Arctic drilling support vessel heading to Oregon for repair

The Columbian
Published: July 13, 2015, 12:00am

ANCHORAGE, Alaska — Royal Dutch Shell PLC will send a damaged ship carrying equipment required for Arctic offshore oil drilling from Alaska back to the West Coast for repairs.

But spokesman Curtis Smith said Monday the company can begin top-hole work without the 380-foot icebreaker Fennica and the repairs should not interrupt Shell’s schedule for drilling two exploratory wells this summer in the Chukchi Sea off Alaska’s northwest coast.

“We do not anticipate any impact to the (drilling) season as we do not require the vessel until August,” Smith said.

The Fennica’s primary job for Shell is carrying equipment for stopping a well blowout. The equipment is not required by federal regulators until drill bits hit hydrocarbon zones. Shell’s two drill vessels can begin top-hole work without the Fennica, Smith said.

Shell and other companies hope to tap into one of the country’s last great petroleum reserves. The U.S. Geological Survey estimates the Arctic offshore reserves in the Chukchi and Beaufort seas at 26 billion barrels of recoverable oil.

Shell has invested upward of $7 billion on leases and exploration expenses.

Arctic offshore drilling is bitterly opposed by environmental groups that say major oil spills are inevitable in the inhospitable region that features brutal storms and sea ice most of the years. They say oil companies have not demonstrated they can clean up a spill in ice and that burning petroleum from the region will add to global warming already melting sea ice needed by polar bears, walrus and ice seals.

The hull of the Fennica was gashed July 3 as it departed Dutch Harbor in the Aleutians for the Chukchi Sea. The vessel under the direction of an Alaska harbor pilot struck an uncharted object, creating a hole in the hull about 3 feet long and a half-inch wide.

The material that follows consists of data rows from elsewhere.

PR #719, opened 2024-08-04
- Baseline fixed - 580 - dmitry

Oliver2049:
* Added required imports
* Added the appropriate docstring to the functions and interface
* Changed the state variables to camelCase
* Added inline comments to all react hooks and to all component constant
* Removed the Userguide(title,description_userguide) in Stack as it is no longer required
* Added the steps for user guide in component description
* Add required component state variables
* Added sourceLink and updated it with the appropriate link
* Added empty string in tutorial
* Fixed grammar issues                
* Added the render component  for user guide which was not there in the code


michaeljpigott:
@Oliver2049 you will need to remove install-state.gz and yarn.lock from this pull request. Thank you.

PR #724, opened 2024-08-06
708 feature request baseline arpaname

Lost-Rain:
Completed baseline checklist by adding or revising comments


michaeljpigott (changes requested):
Hi @Lost-Rain 

Just one tiny change, I recommend changing "a" in Arpaname to capital "a" in step 2 to make it consistent with the tool's heading. 

I tested the tool and it works after installing bind9. 

Michael

michaeljpigott (approved):
Thank you @Lost-Rain for making that change.

PR #764, opened 2024-08-19
758-bug-attack-vectors-landing-page-not-sorted-alphabetically

namanbkshi:
I added a line to sort the attackVectors array using the JavaScript sort method, which compares the name properties of the objects.

The localeCompare method ensures the sorting is done in a locale-sensitive manner, which is generally a good practice when dealing with strings.

Mapping Sorted Vectors:

The sorted array is then mapped to ToolItem components as before.

This ensures that the attack vectors are displayed in alphabetical order on the landing page.


michaeljpigott:
Good work @namanbkshi. I have merged into main. Thank you @github4phil for reviewing. 

@namanbkshi do not forget to close the related Microsoft Planner card. 😊

PR #818, opened 2024-08-31
791 feature request unicornscan tool implementation

SethJ1:


src/components/Unicornscan/Unicornscan.tsx
```diff
@@ -0,0 +1,238 @@
...
+        // Include additional flags if they are set
+        if (rate) args.push(`-r ${rate}`);
+        if (sourcePort) args.push(`-e ${sourcePort}`);
+        if (sourceIP) args.push(`-g ${sourceIP}`);
+        if (interfaceName) args.push(`-i ${interfaceName}`);
+        if (ports) args.push(`-p ${ports}`);
+        if (verboseMode) args.push("-v");
+
+        CommandHelper.runCommandWithPkexec("unicornscan", [...args, "-I"], handleProcessData, handleProcessTermination)
+            .then(() => {
```
michaeljpigott, line 133: I found that you need to add the output and pid variables here to show the command in the output block. 
```suggestion
            .then(( { output, pid } ) => {
```

src/components/Unicornscan/Unicornscan.tsx
```diff
@@ -0,0 +1,238 @@
...
+                setLoading(false);
```
michaeljpigott, line 134: I found that the loadingOverlayAndCancel screen was not appearing, so copied Aircrack-NG, which also uses runCommandWithPkexec. I found that once I made these changes, the loading screen started to appear. 
```suggestion
               setOutput(output);
                setAllowSave(true);
                setPid(pid);
```

src/components/RouteWrapper.tsx
```diff
@@ -624,6 +625,14 @@ export const ROUTES: RouteProperties[] = [
         description: "Captures data packets' information and displays in different formats.",
         category: "Network Scanning and Enumeration",
     },
+    {
+        name: "Unicornscan",
+        path: "/tools/Unicornscan",
+        element: <Unicornscan />,
+        description:
+            "Unicornscan is essential for scanning servers and hosts to see what available ports are being utilized for network communications.",
```
michaeljpigott, line 633: Changed to Australian spelling - utilised with an "s". 
```suggestion
            "Unicornscan is essential for scanning servers and hosts to see what available ports are being utilised for network communications.",
```

src/components/RouteWrapper.tsx
```diff
@@ -624,6 +625,14 @@ export const ROUTES: RouteProperties[] = [
...
+        category: "Network Scanning",
```
michaeljpigott, line 634: I think this should be Network Scanning and Enumeration. 
```suggestion
        category: "Network Scanning and Enumeration",
```

michaeljpigott (changes requested):
Hi @SethJ1 

This is looking really good. I just found that the loading overlay was not appearing when I ran the tool, and the actual command itself wasn't appearing in the output block. 

I have made a couple of suggestions, which I think may fix these problems. 

Kind regards

Michael

michaeljpigott (commented):
Hi @SethJ1 

Thank you for making those changes. 

I just noticed that when I enter Metasploitable's IP address into the IP address field and choose TCP Scan, nothing appears to happen:

image

The same thing happens when I enter the exact same command into the Terminal. 

I wonder if it needs some extra parameter for it to run? I noticed on the [Kali page](https://www.kali.org/tools/unicornscan/), it has "a" after  the IP address:

image

Kind regards

Michael

SethJ1:
Sorry @michaeljpigott it seems when I was testing the tool I used Verbose mode every time not realising that without that it wont actually show any of the ports. I have made it so that now it is always in interactive verbose mode. The 'a' flag selects all ports on the IP which is usually default but I shouldn't need it as I have a field to select the port range. Thankyou.

michaeljpigott (approved):
Hi @SethJ1 

Thank you for making that change. I have tested and the tool works well. I approve this pull request. 

Kind regards

Michael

The Fennica carries a capping stack, the third line of defense in what Shell says is an unlikely scenario of a blowout. A capping stack is a roughly 30-foot device that can establish a metal-to-metal connection on a well head, turning the tap off on gushing oil or connecting to hoses and directing crude oil to vessels on the surface.

The Fennica is an icebreaker and could also be used to manage icebergs floating near drilling vessels. Shell said the special steel in the ship’s hull meant a permanent fix would be required in dry dock.

“While we believe the interim repairs could have been made in Dutch Harbor, our preference is to pursue a conservative course into a shipyard where a permanent fix can be performed,” Smith said.

Shell hopes to begin exploratory well work as early as next week but is awaiting final permits to drill from the federal Bureau of Safety and Environmental Enforcement.

The company will drill in water about 130 feet deep. Hydrocarbon zones are about 8,000 feet deep.